10. In Paragraph 9, The search setting interface of step (a) above includes a source filter object that allows selecting whether to include in the search by type of information, including academic journals, patents, news, or blogs; A domain exclusion input field for receiving the domain address of a specific website that the user wishes to exclude from search results; and A toggle switch object that controls the activation or deactivation of the above-mentioned deep exploration mode, Method of providing artificial intelligence agent services.

11. In Paragraph 9, The reliability-based search augmentation generation process of step (c) above is, A step of analyzing metadata for each of the multiple candidate documents collected by the above search agent; A negative filtering step for removing documents from a candidate group that have a source corresponding to the domain exclusion information entered by the user; and A step comprising reordering by assigning weights to documents of a type selected from the source filter or documents satisfying a pre-set reliability criterion, Method of providing artificial intelligence agent services.

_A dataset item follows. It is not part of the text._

PR #573, opened 2016-10-22
Update turbolinks.md

justin808:
This change is [Reviewable](https://reviewable.io/reviews/shakacode/react_on_rails/573)

### DIFF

12. In Paragraph 9, The above step (b) is a step of setting the number of logical reasoning steps performed by the artificial intelligence model before generating an answer or the allocation of generateable thought tokens to be increased compared to the normal mode when the deep search mode is activated; and A method comprising the step of generating an execution plan including multiple iterative searches by expanding associated keywords that can be derived from the above natural language query. Method of providing artificial intelligence agent services.

13. In Paragraph 9, The verification interface of step (d) above is, The first area displaying the above final answer and the second area displaying the above supporting documents are provided by dividing them, The above processor generates an index that maps the sentence of the above final answer to the citation section within the above source document, and Characterized by providing a bidirectional cross-referencing function that moves a source document in the second area to a corresponding location and visually highlights the citation section in response to an input in which a user selects a specific sentence in the first area. Method of providing artificial intelligence agent services.

14. In Paragraph 9, The above step (a) further includes the step of receiving a document file uploaded by a user through the search settings interface, and The above step (c) includes the step of parsing the content of the uploaded document file and storing it in a vector database, and the search agent performing a hybrid search that integrates external web search results with the content of the uploaded document file to construct a context. Method of providing artificial intelligence agent services.